# Ablass der Lipno Talsperre???



## Zander B (6. Dezember 2003)

Halli Hallo! 
#w 

Habe bei einer Recherche über den Lipno Stausee in Tschechien auf der Seite kajaksport.at einen Vermerk gefunden, daß die Lipno-Talsperre in Tschechien Ende September 2003 abgelassen worden wäre.

Kann mir irgendjemand sagen, ob dies zutrifft und ob dies irgendwelche Auswirkungen auf die Fischerei im nächsten Jahr hat???

Vielen Dank, Euer

Zander B.:m


----------



## el.perca (7. Dezember 2003)

Hallo Zander B,
die Beschreibung hört sich so an, als ob dort in reglemäßigen Abständen öfter mal die Schleusen geöffnet werden.
Von österreichischen Stauseen, bei denen ebenfalls im Ablauf WWK gefahren wird, weiss ich, dass dies im Sommer z.B. jeden Nachmittag um eine bestimmte Uhrzeit der Fall ist. Die Kanuten warten dann am Einstieg nur auf diesen Moment.... und dann geht's ab :l 
Das wird beim Lipno wohl ähnlich sein.
Ich kann mir nicht vorstellen, dass er komplett abgelassen wird.
Und bezüglich der Fische dürfte das überhaupt keine Auswirkungen haben.


----------



## Zander B (7. Dezember 2003)

*Antwort an el.perca*

Hallo el.perca.
Danke für Deine schnelle Antwort. Ich habe Deinen Namen auch schon im Zusammenhang mit der Konversation mit esox (Angeln am Lipno) gelesen und wollte Kontakt zu Dir aufnehmen. Leider hast Du Deine e-mail-Anschrift nicht veröffentlicht. 

Wir wollen im Juni (16-29.06.04) mit 6 Kollegen zum Lipno. Kannst Du uns einen Tipp geben, in welche Region wir fahren sollen? Der See ist ja riesig und wir haben keinen Plan. Wäre toll, wenn Du Dich nochmal melden könntest. 

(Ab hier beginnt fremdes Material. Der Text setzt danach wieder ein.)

PR #750, opened 2022-10-13
Custom CG

gkemlin:
Here is our custom implementation of CG to allow for projection into a subspace defined as the range of an orthonormal projector.
I've also added a small test to ensure the implementation is correct and changed the call of CG in `solve_ΩplusK`.

I've removed `reltol` to only deal with `abstol` and I've included some things for debugging and convergence monitoring (note that `CG` in capital letters has been chosen for consistency with `LOBPCG`).


src/response/cg.jl
```diff
@@ -0,0 +1,62 @@
+# Implementation of the preconditioned conjugate gradient method, which allows
+# for projection operations, in order to solve linear systems in fixed subspace
+# of the whole space.
+
+"""
+Implementation of the conjugate gradient method which allows for preconditioning
+and projection operations along iterations.
+"""
+function CG!(x, A, b; precon=I, proj=ϕ->ϕ,
```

Vielen Dank, Gruß, Znader B.


----------



## Rossitc (10. Dezember 2003)

Hallo Leute,

wir wohnen ganz in der Nähe vom Lipnostausee und waren auch vor ca. 10 Jahren schon mal da.
Haben damals im September einige schwach maßige Hechte gefangen aber mangels passender Köderfische keine Chance auf größere Exemplare gehabt.
Wir hatten damals keine Köderfische mit und am See waren von Einheimischen nur Gründlinge zu bekommen, die sich dann meistens zwischen den Steinen verkrochen haben. 
Beim zweiten Trip Ende November gabs über Nacht einen Wintereinbruch, wobei bei einem Temperatursturz auf 
- 15 Grad der Uferbereich zugefroren war.
An Angeln war da nicht mehr zu denken und wir machten es uns im Hotel bei ein paar Bieren und Krimsekt gemütlich. #g

Wir würden gerne wieder mal hinfahren und wären auch an weiteren Infos über gute Stellen, etc interessiert.

Gruß + Petri Heil
Rossitc#h


----------



## el.perca (10. Dezember 2003)

Hallo Zander B,
ich weiss nicht, ob sich die PN mit Deinem letzten Posting überschnitten hat, aber egal ... 
Ich habe gerade nochmal meine Linkliste durchforstet und das ein oder andere Interessante gefunden:
Allgemeine Infos über den LipnoStausee (Preise, ...)  findest Du hier. .
Wir sind immer im Hotel Swing  in Cerna  (Ortsteil Radslav) abgestiegen (auf der HP ist auch eine Landkarte von See und Umgebung).
Das Hotel kann ich nur empfehlen. Schöne Zimmer, super Frühstücksbuffet, Restaurant im Haus und wenn Ihr nett zum Koch seit, bereitet er Euch Euern Fang auch gleich zu :g 
Angelkarten bekommt Ihr in der Pension Adler, gleich am Ortseingang von Cerna. Im Restaurant neben der Pension Adler könnt Ihr ein Boot mit E-Motor mieten (im Juni solltet Ihr besser eines vorbestellen). Dummerweise habe ich weder Tel noch Name des Restaurants in meinen Unterlagen gefunden. Aber bezüglich E-Boot-Reservierung müsste die Touristen-Info in Horni Plana  (der nächstgrößere Ort) der richtige Ansprechpartner sein.
Ich wünsche Euch im voraus schon mal viel Spaß und viel Erfolg am Lipno #h


----------